Свой ответ Чехов начал с вопроса: «Милый друг, отвечаю на главную суть твоего письма — почему мы вообще так редко ведем серьезные разговоры. <…> О чем говорить?»
И выделил три темы: общая, профессиональная и личная жизнь. Что касалось первой, тут мнение Чехова категорично: «У нас нет политики, у нас нет ни общественной, ни кружковой, ни даже уличной жизни, наше городское существование бедно, однообразно, тягуче, неинтересно <…>» Что означало «нет»? Вообще нет? Получая отовсюду просьбы помочь городским библиотекам, принять участие в сборниках, издававшихся в пользу голодающих, малоимущих, пострадавших, больных, Чехов не мог отрицать общественную жизнь.

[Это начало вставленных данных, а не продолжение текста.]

PR #52, opened 2016-05-23
Add test to check DNS timeout

aseure:


aseure:
From #50

algoliasearch/client_test.go
```diff
@@ -976,3 +976,28 @@ func TestSynonyms(t *testing.T) {
...
+		appID + "-2.algolianet.com",
+		appID + "-3.algolianet.com",
+	}
+
+	c := NewClientWithHosts(appID, apiKey, hosts)
+
+	start := time.Now()
+	_, _ = c.ListIndexes()
+
+	if start.Add(15 * time.Second).Before(time.Now()) {
```
ercolanelli-leo: Shouldn't we also set the timeout for the client to 15s?

aseure: It's already the case, isn't it? https://github.com/algolia/algoliasearch-client-go/blob/v2/algoliasearch/transport.go#L46

ercolanelli-leo: Ok works for me :)

ercolanelli-leo:
LGTM :+1:

Issue #68, opened 2016-06-01
Missing optional attributes in the QueryRes


Nagriar:
Here is the list of missing fields:

- offset/length (integer to specify page/hitsPerPage differently)
- message (string used to return warnings)
- facets (JObject used for the facet count)
- facets_stats (JObject same for the stats)
- exhaustiveFacetsCount (boolean to indicate if the facetsCount and facetsStats are exact)
- queryAfterRemoval (string to indicate which words are removed with removeWordsIfNoResults)
- aroundLatLng (string resolved location from the ip)
- automaticRadius (string radius computed by the engine automatically)
- index (string to indicate the index name in case of multiqueries)
- serverUsed (string the hostname of the server)
- parsedQuery (string the query after the preprocessing of the engine like normalization)
- timeoutCounts (boolean to indicate if the engine returned an exact nbHits)
- timeoutHits (boolean to indicate if the query triggered the timeout)

PR #73, opened 2016-06-01
Add missing fields to QueryRes + Fix one field (params)

aseure:
From #68


ercolanelli-leo:
I don't think there is a problem, but you confirm that default values for structure fields aren't an issue here?

aseure:
@ercolanelli-leo I'd say yes since we're talking about a response type, not a query. The two maps will just be `nil` if the response doesn't have them.

ercolanelli-leo:
Nice I just wanted to make sure I wasn't missing something

Issue #64, opened 2016-06-01
The DeleteByQuery method is wrong


Nagriar:
We can't browse the index to take all the maching objectID because if the content of the index changes between two pages, the browse response won't be exact.

So we need to wait the batch of delete to be sure we didn't miss some records and rebrowse the index until the first page of the browse is empty.

PR #76, opened 2016-06-01
Fix `Index.DeleteByQuery`

aseure:
From #64


aseure:
Migration guide updated.

Issue #62, opened 2016-06-01
Use the same naming than in the other api client for the api key methods


Nagriar:
In the other api clients the naming of the functions are: (add|update|delete)UserKey and in go we use (add|update|delete)Key. Do we want to use the v2 to also normalize the naming?

aseure:
@Nagriar As you said, normalisation is better. Could you just tell me if it only applies to the `Index` methods, not to the `Client` ones?

Nagriar:
Both at the index and client level.

aseure:
Ok on it. :)

PR #77, opened 2016-06-01
Rename API key-related methods to be more consistent with the other API clients

aseure:
From #62


aseure:
Migration wiki page updated.

PR #86, opened 2016-06-15
Allow for a custom HTTP client to be set

kujenga:
This added functionality enables the use of alternate transport mechanisms, such as those required for use within Google App Engine [1]. My company has had a branch for a while maintaining this change: https://github.com/rastech/algoliasearch-client-go/commit/59d17d0313aae8d66ed345b4737ee507d358d21e which brings in the appengine libraries as a dependency and is thus probably undesirable for the main repo. Without that [handling](https://github.com/rastech/algoliasearch-client-go/commit/59d17d0313aae8d66ed345b4737ee507d358d21e#diff-606c6ee02e002516ad4f7614a535f7e8R93) for the `*urlfetch.Transport` type, the timeouts won't be properly set, but I put a note in the method comments to that effect.

This also corrects a few minor things from golint.

[1] https://cloud.google.com/appengine/docs/go/outbound-requests

### DIFF
--- a/algoliasearch/algoliasearch.go
+++ b/algoliasearch/algoliasearch.go
@@ -1,5 +1,9 @@
 package algoliasearch
 
+import (
+	"net/http"
+)
+
 // Client is a representation of an Algolia application. Once initialized it
 // allows manipulations over the indexes of the application as well as network
 // related parameters.
@@ -10,6 +14,11 @@ type Client interface {
 
 	// SetTimeout specifies timeouts to use with the HTTP connection.
 	SetTimeout(connectTimeout, readTimeout int)
+
+	// SetHTTPClient allows a custom HTTP client to be specified.
+	// NOTE: using this may prevent timeouts set on this client from
+	// working if the underlying transport is not of type *http.Transport.
+	SetHTTPClient(client *http.Client)
 
 	// ListIndexes returns the list of all indexes belonging to this Algolia
 	// application.
--- a/algoliasearch/transport.go
+++ b/algoliasearch/transport.go
@@ -12,6 +12,7 @@ import (
 	"net"
 	"net/http"
 	"net/url"
+	"os"
 	"strconv"
 	"strings"
 	"time"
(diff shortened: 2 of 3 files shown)


aseure:
Thank you for your PR @kujenga. We're discussing about it internally and we'll come back to you ASAP.

algoliasearch/algoliasearch.go
```diff
@@ -11,6 +15,11 @@ type Client interface {
 	// SetTimeout specifies timeouts to use with the HTTP connection.
 	SetTimeout(connectTimeout, readTimeout int)
 
+	// SetHTTPClient allows a custom http client to be specified.
```
aseure: s/http client/HTTP client/

algoliasearch/transport.go
```diff
@@ -95,8 +95,11 @@ func NewTransportWithHosts(appID, apiKey string, hosts []string) *Transport {
 
 // setTimeout changes the timeouts used by the underlying HTTP client.
 func (t *Transport) setTimeout(connectTimeout, readTimeout time.Duration) {
-	t.httpClient.Transport.(*http.Transport).TLSHandshakeTimeout = connectTimeout
-	t.httpClient.Transport.(*http.Transport).ResponseHeaderTimeout = readTimeout
+	switch transport := t.httpClient.Transport.(type) {
+	case *http.Transport:
+		transport.TLSHandshakeTimeout = connectTimeout
+		transport.ResponseHeaderTimeout = readTimeout
+	}
```
aseure: Add a `default` case displaying an error message (`Cannot use setTimeout for the underlying Transport` for instance).

aseure:
@kujenga Ok. Besides the two comments I left you, we're ready to merge. The tests are running OK.

algoliasearch/transport.go
kujenga: Seems reasonable, but how would you like me to log out the error message? I could import the stdlib [log package](https://golang.org/pkg/log/) but it doesn't look like this repo currently outputs anything, and I think adding an error return is undesired here.

aseure: We don't want to change the signature so indeed, no need to return an error here.

As you've seen, we aren't using the `log` package. I think we can simply `fmt.Fprintln(os.Stderr, ...)` here.

kujenga: Sounds good! Though I will note that you aren't currently using the `"os"` package either.

PR #87, opened 2016-06-16
Export listIndexesRes.Items so the JSON response can unmarshal into it

AndyHaskell:
This bug fix exports the `Items` field in the `listIndexesRes` struct. This makes it so calls to `ListIndexes()` will be able to get back the Algolia indexes since a field needs to be exported to be unmarshalled from JSON.


aseure:
@AndyHaskell Good catch. Thank you. I'll add a test afterwards (see #88).

Running the tests and merging your PR right after. ;)

PR #89, opened 2016-06-16
Add test for Client.ListIndexes

aseure:
From #88


aseure:
Failing because the Algolia application which runs the tests has other indexes. I need to change Travis secret credentials to have a dedicated application for the Go client.

PR #129, opened 2016-09-21
Add "noCreate" versions of PartialUpdateObject and PartialUpdateObjects

AndyHaskell:
This PR adds methods to the Algolia Go client for sending partial updates with the `createIfNotExists=false` option on individual `PartialUpdateObject` calls and the `partialUpdateObjectNoCreate` option on batch `PartialUpdateObjects` calls


aseure:
Good catch. Thank you for reporting that. We are discussing internally about how to add it to the API clients' README.

aseure:
Everything is OK on my side, except that we shouldn't have missed it in the first place. :)

Thanks a lot for reporting that @AndyHaskell. Merging it.

PR #136, opened 2016-09-28
Add GetObjectsAttrs method to get selected attributes of multiple objects

AndyHaskell:
This PR adds a variation of `GetObjects` that takes in an `attrs` parameter to allow users to retrieve only the selected attributes of multiple objects.


aseure:
Awesome. Thank you for your contributions @AndyHaskell :) LGTM 👍

PR #140, opened 2016-10-06
checkQuery: simplify ignore query conditions, reduce algorithmic complexity

odeke-em:
* Refactor checkQuery to take out the continue
label Outer, thus simplifying the code and easing readability.
* Build a map of keys to ignore upfront, so that when iterating over
queries, instead of a quadratic O(n^2) ie O(n*m) lookup time,
it becomes a constant time lookup per query so linear time O(n)
processing altogether where n = max(len(queries), len(ignore)).

### DIFF
--- a/algoliasearch/check_query.go
+++ b/algoliasearch/check_query.go
@@ -1,13 +1,20 @@
 package algoliasearch
 
+func buildKeysMap(keys []string) map[string]struct{} {
+	m := make(map[string]struct{})
+	for _, key := range keys {
+		m[key] = struct{}{}
+	}
+
+	return m
+}
+
 func checkQuery(query Map, ignore ...string) error {
-Outer:
+	ignoreKeysMap := buildKeysMap(ignore)
+
 	for k, v := range query {
-		// Continue if `k` is to be ignored.
-		for _, s := range ignore {
-			if s == k {
-				continue Outer
-			}
+		if _, shouldIgnore := ignoreKeysMap[k]; shouldIgnore {
+			continue
 		}
 
 		switch k {


aseure:
Hello @odeke-em. Thank you for your contribution!

We've reviewed your PR with @ercolanelli-leo and agreed that on a complexity point of view, your solution is better. However, `checkQuery` is an internal which is not really used a lot with the `ignore` parameters. Actually, only `GenerateSecuredAPIKey` is using it with two parameters: `"userToken"` and `"tagFilters"`, so the gain may be not that important anyway in practice.

I've benchmarked the two solutions with only two `ignore` parameters:
 - **Quadratic version** (without the map): **77.7 ns/op** over 20.000.000 loops
 - **Linear version** (with the map): **412 ns/op** over 5.000.000 loops

We are welcoming PR, but if they are intended to change non-user-facing, we would very much like some kind of metric showing an objective improvement :)

odeke-em:
Hello there @aseure, thank you for the review!

Not merging it is alright, but I just thought I'd improve the readability and also take out the label. I added the map because I noticed the amount of variables you were switching on was a lot, so figured we'd need uniqueness, but since only two values will be ignored, well and good.

Am a fan of Algolia search and in the next few days/weeks I'll be using your libraries to index content. Thanks!

aseure:
I understand @odeke-em.

Thank you for the kind words. If you need anything during your implementation, don't hesitate to reach us at support@algolia.com.

Have a nice day.

odeke-em:
Thank you @aseure, I'll do so. Have a nice day too!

Однако то были формы благотворительности. Усилия отдельных людей. Но не формы устойчивой традиционной гражданской жизни, общественного самосознания.
Этот вывод в словах Чехова: «<…> общие идеи, как неприменимые к настоящему, так же быстро расплываются и ускользают, как мысли о вечном блаженстве». В таком случае, обсуждать «общие идеи» — значит просто болтать. От этой болтовни, под любым идейным соусом, Чехов всегда уклонялся. Как-то сказал в 1890 году, что «на Руси страшная бедность по части фактов и страшное богатство всякого рода рассуждений».
Он не любил юбилейных торжеств, особенно по общезначимому поводу. И, будто продолжая разговор с Немировичем или свое размышление, записал три месяца спустя в дневнике: «19 февр. обед в „Континентале“ в память великой реформы. Скучно и нелепо. Обедать, пить шампанское, галдеть, говорить речи на тему о народном самосознании, о народной совести, свободе и т. п. в то время, когда кругом стола снуют рабы во фраках, те же крепостные, и на улице, на морозе ждут кучера, — это значит лгать святому духу».